Was soll man sonst mit 1 Mio Fischen ???


----------



## Teichforum.info (10. Juli 2003)

Ich weiss (kommt von wissen  ) was,wofür man die alle gebrauchen könnte::
FUTTERFISCHE!!!!!!
Das Auge isst mit


----------



## Teichforum.info (10. Juli 2003)

ooch neee    
die armen Fischis.
Zum Selberessen sind sie ja noch zu klein   

Übrigens, schöner Avatar, den du da hast    .


----------



## Teichforum.info (10. Juli 2003)

Der avator ist eine Seerose bei naturagart! War letztens da und habe die einfach geknipst!


----------



## Teichforum.info (10. Juli 2003)

Also ich kann auf dem bild NIX erkennen


----------



## Teichforum.info (10. Juli 2003)

Ja, die sollen ein schönes Gelände haben. Kenn ich leider nur aus dem Katalog - zu weit weg für mich.
@Dancer: Brille?
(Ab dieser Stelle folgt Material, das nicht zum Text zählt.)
PR #72, opened 2017-02-22
Update tests structure

chemistry-sourabh:
This is to update the tests structure as discussed.
@CCI-MOC/bmi-breakers ravi kind of liked this approach. I dont have a huge problem with it, but I preferred suffixing the test files as 'unit' or 'integration' instead of using the folders.

We can debate in  a separate PR whether a test is an unit or integration later, just focus on the directory structure.

The structure is supposed to mimic the structure of the ims folder.

PR #81, opened 2017-02-26
Tests

chemistry-sourabh:
Fixed the previous existing test cases.
Needs #72 and #42  to be merged before


chemistry-sourabh:
Can review the last commit

tests/database/image/unit/test_image.py
```diff
@@ -41,13 +47,16 @@ def tearDown(self):
```
naved001: Commenting here because I can't comment near the lines that aren't a part of the commit. 

Line 29: `if 'image[0] == 'image 3':`; just reversed the order for a more conventional look (variables to the left, and constants on the right)
Moreover, how about we do this
`assert image[0] == 'image 3'` I don't see a need for a for loop here. we can just access the element by it's index. 

that would be cleaner and the same thing for block starting at line 35. 

Line 41 and 42: how about `assert 'image 2' in images` or if you want to use `assertTrue` we could do `assertTrue('image 2' in images)`. 

and then in the tearDown of this test, is deleting the project only sufficient?  do we not have to delete the images first?

tests/database/image/unit/test_image.py
```diff
@@ -1,13 +1,19 @@
 from unittest import TestCase
 
+from ims.common.log import trace
+from ims.database.database import Database
+
 
 class TestInsert(TestCase):
+    """
+    Creates a project and tests inserting images in several combinations
+    """
```
naved001: 1 line doctring?

tests/database/image/unit/test_image.py
```diff
@@ -41,13 +47,16 @@ def tearDown(self):
 
 
 class TestDelete(TestCase):
+    """
+    Inserts image and deletes it
+    """
```
naved001: this can be a 1 line docstring

tests/database/project/unit/test_project.py
```diff
@@ -21,12 +25,15 @@ def tearDown(self):
```
naved001: in line 20: why is projects 2 dimensional?

tests/einstein/operations/unit/test_operations.py
```diff
@@ -1,40 +1,48 @@
...
 from unittest import TestCase
 
+import ims.common.config as config
 import ims.common.constants as constants
 import ims.einstein.ceph as ceph
+from ims.common.log import trace
+from ims.database.database import Database
 from ims.einstein.operations import BMI
 
 _cfg = config.get()
```
naved001: why `_cfg` if we are using it directly everywhere. `cfg` should be fine

tests/einstein/operations/unit/test_operations.py
```diff
@@ -1,40 +1,48 @@
...
+NETWORK = _cfg.tests.network
 
-EXIST_IMG_NAME = "bmi_ci.img"
-NEW_SNAP_NAME = 'test_snap'
-NOT_EXIST_IMG_NAME = "i12"
-NOT_EXIST_SNAP_NAME = "hello"
+EXIST_IMG_NAME = _cfg.tests.exist_img_name
+NEW_SNAP_NAME = _cfg.tests.new_snap_name
+NOT_EXIST_IMG_NAME = _cfg.tests.not_exist_img_name
+NOT_EXIST_SNAP_NAME = _cfg.tests.not_exist_snap_name
```
naved001: Why does this test get the constants like PROJECT, NETWORK etc from the cfg file?

chemistry-sourabh: It doesnt need real setup, It can be mocked also after the mock drivers are done. But you sought of got the idea that we may want to run the tests on a real setup to make sure that setup was done properly.

tests/einstein/operations/unit/test_operations.py
chemistry-sourabh: So that it is not used outside this module, python doesnt use enforce it, but it is a programmer thing. Any class, variable, method, etc with _ is not supposed to be used outside the module or class.

tests/database/image/unit/test_image.py
chemistry-sourabh: will fix this

tests/database/image/unit/test_image.py
chemistry-sourabh: sure

tests/database/project/unit/test_project.py
chemistry-sourabh: Good catch! I missed this and the tests returned successful as 'p' matched

tests/database/image/unit/test_image.py
chemistry-sourabh: 1st one we need a loop as it is a 2D array, need to think about it more.
2nd one need to change it.
3rd there is a cascade rule in db, when we delete project all images under it are also gone in db.

chemistry-sourabh: I just focused on getting the test cases to pass as I know they passed before.

naved001: > 1st one we need a loop as it is a 2D array, need to think about it more.

Why/How is `image[]` a 2d list? even if that's the case you could do this `image[0][0]`. I still don't understand why we would need for loops.
take your own time to think about. 

> 3rd there is a cascade rule in db

That's nice!

tests/einstein/operations/unit/test_operations.py
naved001: So this test would work if we have a real setup or if we have mock drivers. So maybe we should put a comment saying that it is not a unit test and will not work. 
And if we want to keep this the way it is right now, we could put it under `/tests/integration`, you get what I am saying?

naved001:
We have `good_bmi` everywhere? Is there a `bad_bmi` that you plan on adding? 
this reminds me that we should have negative tests too where we make sure that the code throws errors where we expect it. Perhaps, in a separate PR? @apoorvemohan @xukan what are your thoughts on this?

tests/database/image/unit/test_image.py
chemistry-sourabh: It just doesnt return the names of the images it returns more stuff. I advice looking at the method to get better understanding

tests/einstein/operations/unit/test_operations.py
chemistry-sourabh: I guess you didnt read the other PR. I said that we can debate on which test goes where in a separate PR. I suggest making an issue about sorting the test cases or something

chemistry-sourabh:
I wrote a lot more tests in my original tests which are not part of this branch. Those tests need to be added again.
I just ported the tests which tested the main functionalities like provision, deprovision, etc. You and @xukan can write the other ones. Will force you guys to go through the code also.
Yes you are right there was a bad_bmi in the old tests which basically had wrong username and password kind of stuff.

tests/database/project/unit/test_project.py
chemistry-sourabh: Looks like I was mistaken the db function returns a 2D array

chemistry-sourabh:
@naved001 made changes to docstrings and simplified the asserts have a look

chemistry-sourabh:
@CCI-MOC/bmi-breakers can someone else also please review this ?

tests/unit/picasso/test_rest.py
```diff
@@ -7,6 +7,9 @@
 import requests
 
 import ims.common.config as config
+
+config.load()
```
sirushtim: Why aren't we doing this in setUp? Feels odd that this is being done here.

chemistry-sourabh: for trace to work, it needs to be done there.

naved001:
@chemistry-sourabh Could you please re-base this?

naved001:
@knikolla could you review this please?

tests/unit/einstein/test_operations.py
```diff
@@ -74,18 +87,21 @@ def tearDown(self):
 
 
 class TestCreateSnapshot(TestCase):
+    """
+    Provisions an imported image and creates snapshot
```
knikolla: Can you please put ``TestCreateSnapshot``, ``TestListSnapshots``, ``TestRemoveSnapshot`` in one class called  ``TestSnapshots`` with methods ``test_create_snapshot``, ``test_list_snapshots``, ``test_remove_snapshot``. There is a huge amount of repetition in ``setUp``.

tests/unit/einstein/test_operations.py
```diff
@@ -144,27 +163,33 @@ def tearDown(self):
...
+    def runTest(self):
         pass
 
     def tearDown(self):
         pass
 
 
 class TestListImages(TestCase):
+    """
+    Imports an image and calls list image
```
knikolla: Same comments as for snapshots.

tests/unit/picasso/test_rest.py
```diff
@@ -88,22 +104,26 @@ def tearDown(self):
 
 
 class TestCreateSnapshot(TestCase):
+    """
+    Calls provision like TestProvision then creates a snapshot using rest call
```
knikolla: Same comment.

tests/unit/picasso/test_rest.py
```diff
@@ -164,30 +188,38 @@ def tearDown(self):
...
+    def runTest(self):
         pass
 
     def tearDown(self):
         pass
 
 
 class TestListImages(TestCase):
+    """
+    Imports an import image and calls the list images rest call
```
knikolla: Same comment.

chemistry-sourabh:
@knikolla I know there is a lot of repetition in the each class. I did that to be consistent with 1 test case per class rule.

knikolla:
How/why did you come up with that rule?

chemistry-sourabh:
I felt that each class sort of isolates each test case and it will be easy to tweak them without effecting other test cases. If we combine them now and later need to make changes to one of the test cases we may need to split them again.

knikolla:
It's easy to split back. Don't copy paste large amounts of code.

chemistry-sourabh:
ok

chemistry-sourabh:
Looked at the code and found that setup/teardown is varying with a method call or 2. How can I combine them ?

knikolla:
@chemistry-sourabh make it part of the test. I assume the differences you are talking about is the tests for list having the create as part of setup. While the test for create does not.

chemistry-sourabh:
@knikolla I believed that test should have the code which you are testing and everything else goes in setup and teardown. So is it justified to move the create in list to the test as we are not testing it ?

knikolla:
@chemistry-sourabh you can leave the create in setup if you want, and have another create in the test for create, and use what was created in setup for the test for listing.

chemistry-sourabh:
@knikolla have a look

knikolla:
@chemistry-sourabh I don't like how the tests are grouped by operation. Please refer to my prior comment and group the tests by resource type. Like image/snapshot/etc.

chemistry-sourabh:
@knikolla I am confused now. You wanted all the snapshot tests in one class as there was redundancy in setup and teardown.

Do you want to group list_images and remove images also ?

knikolla:
@chemistry-sourabh 

```python
class TestX:
    def test_create_X
    def test_list_X
    def test_delete_X
```

The above is what I had in mind. You can have multiple tests in one class and have them share the setup function. You have done this for snapshots, but not for images. Also why is listing and creating images in test_operations?

chemistry-sourabh:
You mean list and remove image ? They are operations of bmi and are in the operations.py file.

knikolla:
@chemistry-sourabh whereas test_images.py only test db operations?

chemistry-sourabh:
Yes, both test_project and test_images test db operations.

knikolla:
@chemistry-sourabh what is preventing you from putting TestListImages and TestDeleteImages in the same class as different methods? They have the exact same ``setup`` and they touch the same type of resource. 

```python
class TestImageOperations:
    def setup
    def test_list_images
    def test_delete_image
```

chemistry-sourabh:
ok will do it @knikolla

chemistry-sourabh:
@knikolla ok I realized this when trying to merge the images also.

In the snapshots test class the teardown is not deleting the additional snapshot that is being created, which is causing an additional image in ceph to be left after successful running of tests.

There is a similar issue with teardown of list and remove image tests.

Cant we keep the tests in the original way and reduce redundancy by using functions ? I am open to other solutions

knikolla:
@chemistry-sourabh Wait. You are connecting to a real ceph in the unit tests?

chemistry-sourabh:
We dont have a mock driver yet so testing with real ceph.

sirushtim:
Yeah, unit tests aren't supposed to connect to physical resources. Try the unittest.mock framework instead: https://docs.python.org/3/library/unittest.mock.html

knikolla:
@chemistry-sourabh Then they are not unit tests.

naved001:
so how about we change call this PR integration/deployment tests, and save the unit tests for later. Because, obviously, these are testing some stuff (real hardware or not) that we want.

ravisantoshgudimetla:
@chemistry-sourabh If these tests are unit tests, you should not have logic sprawl across components. If you have some then there is something fishy.

chemistry-sourabh:
In my previous PR I said we can decide whether a test is a unit test or integration test later. Now might be good time to do that. If you guys feel this is an integration test, then we can move it to a separate folder.

This just tests the calls in the operations.py file, but it touches ceph, iscsi and hil. I was hoping it will become a proper unit test after the mock drivers are done.

knikolla:
@chemistry-sourabh move them to a different folder for now. I can help with coding the mock drivers once the repo is more stable.

chemistry-sourabh:
@knikolla you want me to move to the integration folder without combining the test cases right ?

knikolla:
@chemistry-sourabh yes.

chemistry-sourabh:
@knikolla Have a look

Fielmann  8) 

(ist wirklich etwas klein)


----------



## Teichforum.info (11. Juli 2003)

hallo zusammen,

blöde frage wie klaut man 1 000 000 fische - wie transportiert man sie ???
an eine versicherung kann man auch fische verkaufen - geht viel schneller als sich mit zig hundert kunden rumärgern   
sorry, aber der erste april war schon .....

gruß jürgen


----------



## Teichforum.info (11. Juli 2003)

Dancer, ich werde das Bild dann in meine Galerie stellen,dann kannst du auch was sehen


----------



## Teichforum.info (11. Juli 2003)

Ahh jetzt ja , eine SEEROSE


----------



## Teichforum.info (12. Juli 2003)

*Koi-Klau*

Hallo,

seit neustem werden wertvollen Koi Decoder eingepflanzt, dann kann 
man die Herkunft einwandfrei feststellen.Das kann fast jeder Koi-Tierarzt 
machen.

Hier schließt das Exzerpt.